In fact, this shared exploration is where the spirit of ecumenism may well flicker into life again. Ecumenism was surging in the 60’s and 70’s with the movement toward church union, but that has withered on the vine. Denominations have dug in. The fact, however, is that today’s religious questions the real questions about salvation or destruction on this planet don’t have denominational answers any more, if indeed they ever did. So searching minds cross the denominational boundaries to explore the issues alongside others of like mind, and often people of no denomination find they can join in too without losing their integrity. I’ve seen this again and again in the SOF Network, Ephesus, Spirited Conversations, and many other groups.
These places create opportunities to engage and explore in the style of the synagogue (which of course were laypeople’s institutes), with the clergy as a valued resource rather than as controllers in the Presbyterian order beloved of Dunedinites, of course, that’s the role of the teaching elder rather than the ruling elder, so you have a head start. It’s most important not to set too many restrictions in advance it won’t be a genuine exploration if it’s already been decided what you’re allowed to discover.
As such groups quarry Scripture, do theology together while holding to a secular world view, engage their imaginations, a natural consequence is to work together on liturgies that grow out of the life of the group ( that’s using “liturgy” in its root meaning of “the work of the people”). Another is to sort out what they’d want to say in a faith statement or creed of their own which is not the same as devising a creed for the whole world and for all time.
Down the track, this approach should lead to a new architecture where all this can comfortably happen.
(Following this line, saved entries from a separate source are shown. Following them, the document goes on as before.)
PR #255, opened 2025-07-10
Adds toolCompareStatusLogs to get a diff between two status logs

codeZeilen:
This PR adds the `toolCompareStatusLogs` function that compares two status logs (either from files or full tgz archives) and returns a textual rendering of a diff describing the changes. The diff is supposed to be human-readable and more  of a report, than a full diff format. An alternative representation could be generated from the return value of `.compareStatusLogsStatistics`.

Currently, the comparison treats any structured entries other than statistic entries as values, thus any change in the nested entry results in the old version being recorded as removed and the new one being recorded as added.

This PR only includes:
- The added function `toolCompareStatusLogs` and auxiliary functions
- Corresponding tests

### DIFF
--- a/.buildlibrary
+++ b/.buildlibrary
@@ -1,4 +1,4 @@
-ValidationKey: '66239125'
+ValidationKey: '66451840'
 AcceptedWarnings:
 - 'Warning: package ''.*'' was built under R version'
 - 'Warning: namespace ''.*'' is not available and has been replaced'
--- a/CITATION.cff
+++ b/CITATION.cff
@@ -2,8 +2,8 @@ cff-version: 1.2.0
 message: If you use this software, please cite it using the metadata from this file.
 type: software
 title: 'madrat: May All Data be Reproducible and Transparent (MADRaT) *'
-version: 3.25.1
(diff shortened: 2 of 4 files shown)


R/toolCompareStatusLogs.R
```diff
@@ -0,0 +1,222 @@
...
+
+.compareStatusLogsStatistics <- function(oldLog, newLog) {
+  # Assumed structure: list(string = call(list(entry)), entry = string|list
+
+  # Detect added/removed calls
+  removedCalls <- as.list(setdiff(names(oldLog), names(newLog)))
+  addedCalls <- as.list(setdiff(names(newLog), names(oldLog)))
+
+  # Detect changed calls
+  sameCalls <- as.list(intersect(names(newLog), names(oldLog)))
```
codeZeilen, line 63: @pascal-sauer Do you have a better solution for this pattern (L63-68)? I have used this several times now. It is basically a map that expands a vector of tokens into a named list with the tokens as keys and a values derived from the tokens as the values.

pascal-sauer:
Looks good to me, some minor things should be double checked.

PR #263, opened 2025-09-16
fix bug related to file parameter in calcOutput

fbenke-pik:
Currently, file names containing `mif` are matched as `*.mif`, e.g. `emi2020_sectGAINS_sourceCEDS.cs4r` produces a mif file instead of a cs4r file.

### DIFF
--- a/.buildlibrary
+++ b/.buildlibrary
@@ -1,4 +1,4 @@
-ValidationKey: '65901600'
+ValidationKey: '65944627'
 AcceptedWarnings:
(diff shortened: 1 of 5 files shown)


pascal-sauer:
Is `emi2020_sectGAINS_sourceCEDS.cs4r` really the filename you wanted to put here? It does not match `.mif`, does it?

laurinks:
@fbenke-pik wanted to put `emifacs_sectGAINS_sourceCEDS.cs4r` :)

PR #302, opened 2026-06-01
Fix for retrieve data permissions test

codeZeilen:


codeZeilen:
@pascal-sauer Changes look wild, as I intentionally included the commits from the other PR

codeZeilen:
I have changed the actual assertions to only check the user permissions, as the `umask` may be different for different environments, but I would argue that it is save to assume that we get write permissions for the user.

pascal-sauer (approved):

PR #308, opened 2026-07-14
fix toolFixWeight

pascal-sauer:
- adds toolFixWeight support for 3 or more subdims (X.Y.Z)
- import cleanup to fix linter warning


tscheypidi (approved):

codeZeilen (approved):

Building more churches around the old theology seems myopic to me. It’s important that the new generation of churches should be places where members of the wider community can also engage in this search for integrity, meaning and purpose without feeling ill at ease. I would cite, for example, the journey of Marian Barnes, an atheist New Zealander whose honesty and integrity led her to affirm “God” (or Godness) while remaining true to her atheism. If her feeling is at all widespread and I know from the response to my column in the Dominion Post and the Otago Daily Times that interest in the God question is far wider than would appear from church attendance that overture is surely worth trying to build on. It’s all part of an evolution into something new, something so far undefinable.
It could well be untidy for a while. But it will happen because that’s the way we humans are, and because the questions that gather around that little word “God” have for millennia been so central to living life to the full. I believe that still holds, even in our secular world.